> _Activity_:
The lines from the start of the records through the one containing "Additionally, we want" are to be restated word for word; please include both ends.

Supplied material below:

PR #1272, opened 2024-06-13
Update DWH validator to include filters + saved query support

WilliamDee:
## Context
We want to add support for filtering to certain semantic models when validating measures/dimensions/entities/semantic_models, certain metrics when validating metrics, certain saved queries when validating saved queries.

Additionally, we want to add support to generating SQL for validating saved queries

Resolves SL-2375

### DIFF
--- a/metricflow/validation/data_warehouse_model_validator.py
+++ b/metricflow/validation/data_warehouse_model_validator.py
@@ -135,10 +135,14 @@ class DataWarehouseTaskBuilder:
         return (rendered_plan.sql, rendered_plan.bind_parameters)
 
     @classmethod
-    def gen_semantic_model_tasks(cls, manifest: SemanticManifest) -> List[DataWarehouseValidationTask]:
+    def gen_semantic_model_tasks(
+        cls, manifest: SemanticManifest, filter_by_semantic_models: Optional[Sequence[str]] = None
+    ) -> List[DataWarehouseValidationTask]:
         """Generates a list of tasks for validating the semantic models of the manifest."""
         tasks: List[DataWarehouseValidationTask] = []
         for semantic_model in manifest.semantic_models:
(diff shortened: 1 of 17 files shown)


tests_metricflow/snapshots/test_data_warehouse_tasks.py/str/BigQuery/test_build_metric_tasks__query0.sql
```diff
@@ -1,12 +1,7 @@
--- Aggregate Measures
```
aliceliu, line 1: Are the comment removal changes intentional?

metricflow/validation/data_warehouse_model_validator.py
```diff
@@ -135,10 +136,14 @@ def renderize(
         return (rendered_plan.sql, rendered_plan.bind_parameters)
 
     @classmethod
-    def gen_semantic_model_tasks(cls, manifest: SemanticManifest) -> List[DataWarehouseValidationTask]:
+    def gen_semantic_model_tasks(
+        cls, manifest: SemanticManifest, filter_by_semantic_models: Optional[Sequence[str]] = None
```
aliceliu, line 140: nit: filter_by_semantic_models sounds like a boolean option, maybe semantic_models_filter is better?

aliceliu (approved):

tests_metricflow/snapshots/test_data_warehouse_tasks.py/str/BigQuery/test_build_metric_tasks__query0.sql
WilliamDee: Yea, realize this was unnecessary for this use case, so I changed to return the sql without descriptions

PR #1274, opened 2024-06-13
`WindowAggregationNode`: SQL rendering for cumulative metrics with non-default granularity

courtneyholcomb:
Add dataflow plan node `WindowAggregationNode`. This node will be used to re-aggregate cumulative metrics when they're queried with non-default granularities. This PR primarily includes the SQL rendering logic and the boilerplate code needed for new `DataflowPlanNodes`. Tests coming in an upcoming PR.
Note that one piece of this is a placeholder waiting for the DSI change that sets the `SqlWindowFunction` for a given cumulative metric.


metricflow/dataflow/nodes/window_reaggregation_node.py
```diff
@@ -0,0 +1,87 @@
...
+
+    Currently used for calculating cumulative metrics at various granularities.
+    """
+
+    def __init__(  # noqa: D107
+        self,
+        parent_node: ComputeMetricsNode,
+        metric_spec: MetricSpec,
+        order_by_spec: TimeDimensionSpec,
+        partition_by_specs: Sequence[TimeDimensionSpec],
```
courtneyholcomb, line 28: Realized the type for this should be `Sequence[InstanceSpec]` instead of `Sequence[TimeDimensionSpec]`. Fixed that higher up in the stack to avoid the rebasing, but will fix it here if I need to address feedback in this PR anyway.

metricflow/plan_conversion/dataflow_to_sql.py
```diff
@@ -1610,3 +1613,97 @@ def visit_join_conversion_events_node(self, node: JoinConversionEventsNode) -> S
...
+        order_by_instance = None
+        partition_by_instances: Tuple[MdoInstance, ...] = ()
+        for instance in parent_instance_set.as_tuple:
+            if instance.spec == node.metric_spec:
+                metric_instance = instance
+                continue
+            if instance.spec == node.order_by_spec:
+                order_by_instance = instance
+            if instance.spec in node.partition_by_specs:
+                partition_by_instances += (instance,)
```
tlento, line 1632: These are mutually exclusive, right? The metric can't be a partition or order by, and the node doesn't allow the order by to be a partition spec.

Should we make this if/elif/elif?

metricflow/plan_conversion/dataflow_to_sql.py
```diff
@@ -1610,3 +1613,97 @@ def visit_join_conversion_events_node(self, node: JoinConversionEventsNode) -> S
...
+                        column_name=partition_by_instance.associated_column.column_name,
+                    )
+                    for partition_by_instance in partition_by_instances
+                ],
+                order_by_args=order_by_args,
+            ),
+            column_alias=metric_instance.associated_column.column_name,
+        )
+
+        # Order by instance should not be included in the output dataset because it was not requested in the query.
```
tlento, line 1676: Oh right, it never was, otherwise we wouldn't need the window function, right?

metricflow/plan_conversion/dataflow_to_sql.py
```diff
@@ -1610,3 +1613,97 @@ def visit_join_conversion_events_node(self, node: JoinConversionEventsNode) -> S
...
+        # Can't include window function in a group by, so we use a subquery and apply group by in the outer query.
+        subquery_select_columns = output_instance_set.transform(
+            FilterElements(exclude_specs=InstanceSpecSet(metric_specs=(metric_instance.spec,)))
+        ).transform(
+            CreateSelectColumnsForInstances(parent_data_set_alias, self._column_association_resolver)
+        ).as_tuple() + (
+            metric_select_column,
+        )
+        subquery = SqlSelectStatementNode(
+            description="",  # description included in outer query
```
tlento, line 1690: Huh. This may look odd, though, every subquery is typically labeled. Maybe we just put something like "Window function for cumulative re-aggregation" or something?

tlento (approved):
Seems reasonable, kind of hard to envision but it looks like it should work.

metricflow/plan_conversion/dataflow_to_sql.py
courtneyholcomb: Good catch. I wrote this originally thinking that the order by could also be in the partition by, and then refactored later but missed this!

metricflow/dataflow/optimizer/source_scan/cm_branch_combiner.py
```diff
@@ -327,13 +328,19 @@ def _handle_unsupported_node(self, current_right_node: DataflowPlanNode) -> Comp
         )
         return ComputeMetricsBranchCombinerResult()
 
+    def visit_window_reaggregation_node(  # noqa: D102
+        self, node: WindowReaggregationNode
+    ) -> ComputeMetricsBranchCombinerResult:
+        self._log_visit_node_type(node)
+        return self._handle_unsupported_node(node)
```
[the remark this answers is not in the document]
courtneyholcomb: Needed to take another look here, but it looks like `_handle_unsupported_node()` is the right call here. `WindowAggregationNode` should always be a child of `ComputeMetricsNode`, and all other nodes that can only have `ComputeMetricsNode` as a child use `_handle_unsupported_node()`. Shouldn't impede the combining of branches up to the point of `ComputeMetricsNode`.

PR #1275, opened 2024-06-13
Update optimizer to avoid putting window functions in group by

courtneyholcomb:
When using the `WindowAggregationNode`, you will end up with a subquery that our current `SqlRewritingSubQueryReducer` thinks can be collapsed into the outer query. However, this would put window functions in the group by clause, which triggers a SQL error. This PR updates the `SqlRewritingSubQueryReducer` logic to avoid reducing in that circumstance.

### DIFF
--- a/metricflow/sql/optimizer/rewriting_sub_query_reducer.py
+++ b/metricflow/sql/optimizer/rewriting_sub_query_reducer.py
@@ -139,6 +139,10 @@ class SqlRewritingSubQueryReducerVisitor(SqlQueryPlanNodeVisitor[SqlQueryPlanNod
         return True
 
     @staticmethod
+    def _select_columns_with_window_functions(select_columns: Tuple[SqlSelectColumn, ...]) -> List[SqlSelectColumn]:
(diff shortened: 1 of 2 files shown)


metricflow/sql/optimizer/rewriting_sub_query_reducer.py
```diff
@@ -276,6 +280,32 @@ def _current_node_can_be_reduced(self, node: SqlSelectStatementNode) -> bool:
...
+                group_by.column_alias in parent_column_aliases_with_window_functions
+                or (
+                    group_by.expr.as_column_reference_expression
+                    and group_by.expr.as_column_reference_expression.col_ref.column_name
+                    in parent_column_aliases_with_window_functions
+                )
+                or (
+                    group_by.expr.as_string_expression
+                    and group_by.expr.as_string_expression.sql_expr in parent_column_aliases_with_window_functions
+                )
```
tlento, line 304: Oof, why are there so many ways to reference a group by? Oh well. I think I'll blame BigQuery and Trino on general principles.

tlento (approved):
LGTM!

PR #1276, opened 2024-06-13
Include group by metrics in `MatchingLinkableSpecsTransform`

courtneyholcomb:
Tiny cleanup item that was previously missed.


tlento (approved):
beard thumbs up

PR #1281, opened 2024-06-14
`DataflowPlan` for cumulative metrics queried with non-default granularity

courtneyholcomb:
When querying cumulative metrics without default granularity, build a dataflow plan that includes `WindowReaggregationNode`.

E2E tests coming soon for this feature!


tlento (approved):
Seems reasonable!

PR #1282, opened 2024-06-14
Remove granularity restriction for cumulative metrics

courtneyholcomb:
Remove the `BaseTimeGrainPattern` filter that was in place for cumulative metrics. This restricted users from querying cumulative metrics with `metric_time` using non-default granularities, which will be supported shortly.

End of Supplied material.

> _Worked solution_:
PR #1272, opened 2024-06-13
Update DWH validator to include filters + saved query support

WilliamDee:
## Context
We want to add support for filtering to certain semantic models when validating measures/dimensions/entities/semantic_models, certain metrics when validating metrics, certain saved queries when validating saved queries.

Additionally, we want to add support to generating SQL for validating saved queries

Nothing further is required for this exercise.